7. The method of claim 1, wherein the densified preform exhibits a density greater than approximately 1.8 grams per cubic centimeter after infiltration of the open pores with the low viscosity resin.

8. The method of claim 1, wherein the densified preform exhibits a density greater than approximately 1.85 grams per cubic centimeter after infiltration of the open pores with the low viscosity resin.

9. The method of claim 1, further comprising, following the infiltration of the internal pores of the densified preform with the low viscosity resin, machining the densified preform to define a shape of a brake disc.

10. The method of claim 1, wherein heat treating the densified preform to open internal pores of the densified preform comprises heat treating the densified preform to open the internal pores to define a porosity of less than approximately 10 microns.

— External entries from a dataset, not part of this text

PR #371, opened 2025-09-05
[EASY] Fixed autotermination attribute not being added to Span

ferdraghi:
Fixed a silly mistake that would prevent Auto Termination code from being added to the span attributes.

Also added a Unit Test for it although the whole section where it belongs is currently commented out due to it being unstable on CI. Tested it locally and it passes though.

### DIFF
--- a/Sources/EmbraceCore/Public/Embrace+OTel.swift
+++ b/Sources/EmbraceCore/Public/Embrace+OTel.swift
@@ -33,8 +33,8 @@ extension Embrace: EmbraceOpenTelemetry {
     /// - Parameters:
     ///    - name: The name of the span.
     ///    - type: The type of the span. Will be set as the `emb.type` attribute.
-    ///    - autoTerminationCode: `SpanErrorCode` to be used to automatically close this span if the current session ends while the span is open.
     ///    - attributes: A dictionary of attributes to set on the span.
+    ///    - autoTerminationCode: `SpanErrorCode` to be used to automatically close this span if the current session ends while the span is open.
     /// - Returns: An OpenTelemetry `SpanBuilder`.
     public func buildSpan(
         name: String,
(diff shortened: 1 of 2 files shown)


Sources/EmbraceCore/Public/Embrace+OTel.swift
```diff
@@ -42,12 +42,14 @@ extension Embrace: EmbraceOpenTelemetry {
         attributes: [String: String] = [:],
         autoTerminationCode: SpanErrorCode? = nil
     ) -> SpanBuilder {
+        var extraAttributes = [String: String]()
```
naftaly: You could do something possibly a bit more performant by taking advantage of COW in case there are no changes to the attributes:

```
// no copy here since we haven't mutated yet
var finalAttributes = attributes
if let autoTerminationCode = autoTerminationCode {
    // copy happens here (COW) since we change the atts
    finalAttributes[SpanSemantics.keyAutoTerminationCode] = autoTerminationCode.rawValue
}
return otel.buildSpan(name: name, type: type, attributes: finalAttributes)
```

naftaly (approved):
Good, but check my comments with possible improvements.

Sources/EmbraceCore/Public/Embrace+OTel.swift
ferdraghi: I'll double down and only do the mutable copy if there is a termination code, otherwhise just return as is.

Sources/EmbraceCore/Public/Embrace+OTel.swift
```diff
@@ -33,20 +33,22 @@ extension Embrace: EmbraceOpenTelemetry {
...
         autoTerminationCode: SpanErrorCode? = nil
     ) -> SpanBuilder {
-        if let autoTerminationCode = autoTerminationCode {
-            var attributes = attributes
-            attributes[SpanSemantics.keyAutoTerminationCode] = autoTerminationCode.rawValue
+        guard let autoTerminationCode = autoTerminationCode else {
+            return otel.buildSpan(name: name, type: type, attributes: attributes)
         }
 
+        var attributes = attributes
```
naftaly, line 49: does this actually work? Can you use the same name like that?

ferdraghi: yup

PR #372, opened 2025-09-06
Stat Sig Perf Regression CI

naftaly:


.github/workflows/run-perf.yml
```diff
@@ -13,6 +13,9 @@ concurrency:
   cancel-in-progress: true
 
 env:
+  ITERATIONS: 20
+  SHOULD_CLEAN: 1
+  THRESHOLD: 5.0
```
fnewberg: nitpick: i'd call this `THRESHOLD_PCT`

.github/workflows/run-perf.yml
```diff
@@ -28,10 +31,19 @@ jobs:
         with:
           persist-credentials: false
       
-      - name: Copy perf test binary
+      - uses: actions/setup-python@v5
+        with:
+          python-version: '3.11'
```
fnewberg: any reason to not use 3.13? 3.11 is a bit on the old side

ArielDemarco (approved):
LGTM

.github/workflows/run-perf.yml
naftaly: no reason I know of. Let me see if everything still works.

naftaly: they've got 3.13.7 in the macOS 15 image, so i'll try that.

PR #374, opened 2025-09-08
[EMBR-9027] Improved Memory Instrumentation

naftaly:
Move to #461 in order to use the new branch naming system.

### DIFF
--- a/Sources/EmbraceIO/Services/AppMemoryCaptureService.swift
+++ b/Sources/EmbraceIO/Services/AppMemoryCaptureService.swift
@@ -22,10 +22,6 @@ import OpenTelemetryApi
 
 public class AppMemoryCaptureService: CaptureService {
 
-    // This is shared for now until we have access to the AppMemoryTracker
-    // and can add an observer. See `init` for why.
-    public static let shared = AppMemoryCaptureService()
-
     struct ServiceMutableData {
         var enabled: Bool = true
         var observer: Any? = nil
--- a/Sources/EmbraceIO/Capture/CaptureService+Helpers.swift
+++ b/Sources/EmbraceIO/Capture/CaptureService+Helpers.swift
@@ -67,6 +67,6 @@ import Foundation
     }
 
     static func appMemory() -> AppMemoryCaptureService {
-        return .shared
+        return AppMemoryCaptureService()
     }
 }


Sources/EmbraceIO/Services/AppMemoryCaptureService.swift
```diff
@@ -0,0 +1,155 @@
...
+                stackTraceBehavior: .notIncluded
+            )
+        }
+
+        // update the footprint at the process level
+        try? metadata?.setProcessProperty(key: "emb.memory_level", value: memory.level.asString())
+        try? metadata?.setProcessProperty(key: "emb.memory_pressure", value: memory.pressure.asString())
+        try? metadata?.setProcessProperty(key: "emb.memory_footprint", value: "\(memory.footprint)")
+        try? metadata?.setProcessProperty(key: "emb.memory_limit", value: "\(memory.limit)")
+        try? metadata?.setProcessProperty(key: "emb.memory_remaining", value: "\(memory.remaining)")
```
NachoEmbrace: Probably move these hardcoded keys to LogSemantics so we don't duplicate them and and also keep it consistent with the rest of the SDK.

naftaly: done.

naftaly:
Remove the Otel log and left it simply at the RecordedSpanEvent level to make it just like the low memory capture service.

Sources/EmbraceIO/Services/AppMemoryCaptureService.swift
```diff
@@ -0,0 +1,138 @@
...
+
+    private override init() {
+        // In KSCrash 2.3, the shared AppMemoryTracker is not accessible to the outside,
+        // so for now i'm simply swizzling it. In 3.0, I've fixed it so it's accessible
+        // and we'll just use that.
+        AppMemoryTracker.embraceSwizzle()
+    }
+
+    fileprivate func memoryChanged(memory: AppMemory, with changes: AppMemoryTrackerChangeType) {
+        guard state == .active else {
```
ArielDemarco: I'd include the possibility toggle this feature remotely

Sources/EmbraceIO/Services/AppMemoryCaptureService.swift
```diff
@@ -0,0 +1,105 @@
...
+    import KSCrashRecording
+#elseif canImport(KSCrash)
+    import KSCrash
+#endif
+
+public class AppMemoryCaptureService: CaptureService {
+
+    // This is shared for now until we have access to the AppMemoryTracker
+    // and can add an observer. See `init` for why.
+    public static let shared = AppMemoryCaptureService()
```
NachoEmbrace: I don't understand why this has to be a static shared instance, can you explain?

naftaly: Ah yes, no need anymore since we've updated to KSCrash 2.4. Pre-2.4 it involved swizzling to get access to the instance used in KSCrash, now it's exposed. I'll fix it.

11. The method of claim 1, wherein heat treating the densified preform to open internal pores of the densified preform comprises heat treating the densified preform to open the internal pores to define a porosity of 1 micron and about 15 microns.

12. The method of claim 1, wherein infiltrating the internal pores of the densified preform with low viscosity resin comprises infiltrating the internal pores of the densified preform with low viscosity resin via at least one of RTM and VPI.

13. A carbon-carbon composite material comprising internal pores filled with a low viscosity resin, wherein the internal pores define a porosity of less than approximately 10 microns, and wherein the low viscosity resin exhibits a viscosity less than approximately 1500 centipoise at room temperature.

14. The carbon-carbon composite material of claim 13, wherein the internal pores define a porosity of less than approximately 1 micron.

15. The carbon-carbon composite material of claim 13, wherein the low viscosity resin comprises at least one of a synthetic pitch resin, a petroleum pitch resin, furfuryl alcohol, resol resin, and epoxy.

16. The carbon-carbon composite material of claim 13, wherein the densified preform exhibits a density greater than approximately 1.85 grams per cubic centimeter after infiltration of the open pores with the low viscosity resin.

17. The carbon-carbon composite material of claim 13, wherein the material defines a shape of an airplane brake pad or brake rotor.

18. The carbon-carbon composite material of claim 13, wherein the low viscosity resin exhibits a viscosity between approximately 250 centipoise and approximately 1000 centipoise at room temperature.